Asian markets dropped Thursday as the economic reality of the coronavirus crisis became even starker, and China-US relations soured, overshadowing recent optimism over the easing of lockdown measures.
With countries from Asia-Pacific to Europe and US states reopening their shattered economies, global equities have enjoyed a strong revival after crashing in March, with oil also getting much-needed support from hopes for a pick-up in demand.
But a slew of monumentally bad data has highlighted the struggle governments face is reigniting economies, with hundreds of millions of people left jobless and countless companies going under or on the brink.
On Thursday the Bank of England said it expects Britain's economic output to crash 14 percent this year, while data showed France's industrial output collapsed 16.2 percent in March on a monthly basis.
China presented a mixed bag of trade data, with exports showing a surprise jump in exports but imports tumbling. While the rise in overseas shipments was welcome, observers said it was partly boosted by sales of medical equipment and much worse figures were to be expected over the coming months.
That came a day after payrolls firm ADP said the US private sector lost 20.2 million jobs last month alone, sending shivers through markets, days ahead of the release of a key government report that is forecast to show a historic fall in employment.

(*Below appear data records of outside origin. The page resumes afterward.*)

PR #3558, opened 2017-01-11
Add abstraction layer to support multiple algorithms

TheMarex:
# Issue

This implements #3208 by using a template tag to automatically generate a class hierarchy for an algorithm and only use actual virtual function calls in a minimum of places.

This design is the result of the following prototype https://gist.github.com/TheMarex/8ba7594cab6082f5c39f08e79b0152db that compares a manually written OOM scheme against template based code.

## Compile time

    ccache -C
    cmake ..
    time make osrm # cold build

`master`

   make osrm  104.80s user 7.58s system 99% cpu 1:52.99 total

`refactor/algorithm-aware`

   make osrm  121.77s user 8.10s system 99% cpu 2:10.49 total

## Binary size

    ls -l libosrm.a

`master`

    6052202

`refactor/algorithm-aware`

    6590768

## Performance

Measuring the 10000 random requests on California the result as basically the same:

`master`

median: 0.462845 p95: 11.4442 p05: 0.322627
median: 0.459129 p95: 11.2884 p05: 0.320714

And the European Commission forecast the eurozone economy would shrink 7.7 percent this year, while India reported its crucial service sector -- which makes up more than half of GDP -- collapsed in April.
"Sentiment appears to be shifting lower as the scope of shutdowns and travel restrictions are giving rise to economic uncertainty, which is gradually retaking hold, even more so ahead of what's bound to be a dreary (US jobs) report on Friday," said AxiCorp's Stephen Innes.
After losses in Europe as well as the Dow and S&P 500 on Wall Street, Asia turned red.
Hong Kong slipped 0.6 percent and Shanghai eased 0.2 percent, while Mumbai dropped 0.9 percent and Bangkok shed more than one percent. Sydney eased 0.4 percent and Seoul was flat.
But Tokyo, which was returning after an extended holiday weekend, ended 0.2 percent higher, while there were also gains in Wellington and Taiwan as well as Manila despite data showing the Philippines economy shrunk in the first quarter for the first time in more than two decades.
In early trade, London, Paris and Frankfurt started on the front foot.
"We remain concerned about the potential for the pandemic to have lasting effects on growth," Ron Temple of Lazard Asset Management said. "Countries and companies are likely to exit the crisis with significantly higher debt, curtailing their ability to invest and innovate."
Investors are growing increasingly worried about rising tensions between China and the United States after Donald Trump and Secretary of State Mike Pompeo hit out at Beijing's handling of the pandemic, accusing it of a cover-up.
China has hit back, saying the White House is telling lies for domestic purposes, and the row has fanned worries the economic superpowers will renew their trade war that hammered global markets last year.
The Financial Times, citing officials in Washington, reported that Trump is looking into stepping up sanctions on China with curbs on supply chains and investment flows.
Such moves would endanger a fragile truce between the two sides that was agreed late last year and which brought some stability to the global economy after almost two years of tariff bickering.
OANDA's Edward Moya added: "Trump expects China to live up to their end of the trade deal and that seems to have no chance of happening because of COVID-19."
Oil prices sank more than one percent, extending Wednesday's losses that ended a five-day rally.